Whatever the records say, set them down exactly.

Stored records
......

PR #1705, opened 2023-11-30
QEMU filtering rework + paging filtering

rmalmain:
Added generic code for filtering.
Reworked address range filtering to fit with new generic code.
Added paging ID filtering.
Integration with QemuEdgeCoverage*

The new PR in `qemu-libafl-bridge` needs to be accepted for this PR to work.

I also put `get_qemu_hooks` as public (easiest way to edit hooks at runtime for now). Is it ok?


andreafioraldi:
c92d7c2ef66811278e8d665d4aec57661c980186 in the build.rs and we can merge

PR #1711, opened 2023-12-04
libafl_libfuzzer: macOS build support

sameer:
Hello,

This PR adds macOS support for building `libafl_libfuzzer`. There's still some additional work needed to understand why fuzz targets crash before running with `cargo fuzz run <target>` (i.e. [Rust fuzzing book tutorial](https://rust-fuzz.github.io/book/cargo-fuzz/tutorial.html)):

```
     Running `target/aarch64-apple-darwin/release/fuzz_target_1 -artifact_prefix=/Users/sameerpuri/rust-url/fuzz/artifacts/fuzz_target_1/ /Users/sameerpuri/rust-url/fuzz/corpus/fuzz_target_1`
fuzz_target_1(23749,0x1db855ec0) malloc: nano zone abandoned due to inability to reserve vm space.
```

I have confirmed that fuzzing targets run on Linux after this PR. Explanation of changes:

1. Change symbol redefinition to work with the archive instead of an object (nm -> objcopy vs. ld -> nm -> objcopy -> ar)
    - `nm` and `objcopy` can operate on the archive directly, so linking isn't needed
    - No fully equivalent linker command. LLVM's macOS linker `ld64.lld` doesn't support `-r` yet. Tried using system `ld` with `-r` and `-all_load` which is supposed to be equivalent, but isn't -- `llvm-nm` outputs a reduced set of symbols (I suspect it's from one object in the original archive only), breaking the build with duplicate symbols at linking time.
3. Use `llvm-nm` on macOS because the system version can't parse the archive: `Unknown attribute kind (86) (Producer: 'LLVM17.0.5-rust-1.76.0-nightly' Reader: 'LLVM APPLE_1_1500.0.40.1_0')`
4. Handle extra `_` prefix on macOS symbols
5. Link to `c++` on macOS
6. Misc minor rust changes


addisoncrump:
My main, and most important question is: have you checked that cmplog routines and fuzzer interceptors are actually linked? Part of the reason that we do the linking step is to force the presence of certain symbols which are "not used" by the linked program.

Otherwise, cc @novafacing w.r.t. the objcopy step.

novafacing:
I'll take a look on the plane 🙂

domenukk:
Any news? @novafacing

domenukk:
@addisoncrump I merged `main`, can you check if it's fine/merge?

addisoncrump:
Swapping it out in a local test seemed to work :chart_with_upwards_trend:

......

[Task solution]:
PR #1705, opened 2023-11-30
QEMU filtering rework + paging filtering

rmalmain:
Added generic code for filtering.
Reworked address range filtering to fit with new generic code.
Added paging ID filtering.
Integration with QemuEdgeCoverage*

The new PR in `qemu-libafl-bridge` needs to be accepted for this PR to work.

I also put `get_qemu_hooks` as public (easiest way to edit hooks at runtime for now). Is it ok?


andreafioraldi:
c92d7c2ef66811278e8d665d4aec57661c980186 in the build.rs and we can merge

PR #1711, opened 2023-12-04
libafl_libfuzzer: macOS build support

sameer:
Hello,

This PR adds macOS support for building `libafl_libfuzzer`. There's still some additional work needed to understand why fuzz targets crash before running with `cargo fuzz run <target>` (i.e. [Rust fuzzing book tutorial](https://rust-fuzz.github.io/book/cargo-fuzz/tutorial.html)):

```
     Running `target/aarch64-apple-darwin/release/fuzz_target_1 -artifact_prefix=/Users/sameerpuri/rust-url/fuzz/artifacts/fuzz_target_1/ /Users/sameerpuri/rust-url/fuzz/corpus/fuzz_target_1`
fuzz_target_1(23749,0x1db855ec0) malloc: nano zone abandoned due to inability to reserve vm space.
```

I have confirmed that fuzzing targets run on Linux after this PR. Explanation of changes:

1. Change symbol redefinition to work with the archive instead of an object (nm -> objcopy vs. ld -> nm -> objcopy -> ar)
    - `nm` and `objcopy` can operate on the archive directly, so linking isn't needed
    - No fully equivalent linker command. LLVM's macOS linker `ld64.lld` doesn't support `-r` yet. Tried using system `ld` with `-r` and `-all_load` which is supposed to be equivalent, but isn't -- `llvm-nm` outputs a reduced set of symbols (I suspect it's from one object in the original archive only), breaking the build with duplicate symbols at linking time.
3. Use `llvm-nm` on macOS because the system version can't parse the archive: `Unknown attribute kind (86) (Producer: 'LLVM17.0.5-rust-1.76.0-nightly' Reader: 'LLVM APPLE_1_1500.0.40.1_0')`
4. Handle extra `_` prefix on macOS symbols
5. Link to `c++` on macOS
6. Misc minor rust changes


addisoncrump:
My main, and most important question is: have you checked that cmplog routines and fuzzer interceptors are actually linked? Part of the reason that we do the linking step is to force the presence of certain symbols which are "not used" by the linked program.

Otherwise, cc @novafacing w.r.t. the objcopy step.

novafacing:
I'll take a look on the plane 🙂

domenukk:
Any news? @novafacing

domenukk:
@addisoncrump I merged `main`, can you check if it's fine/merge?

addisoncrump:
Swapping it out in a local test seemed to work :chart_with_upwards_trend:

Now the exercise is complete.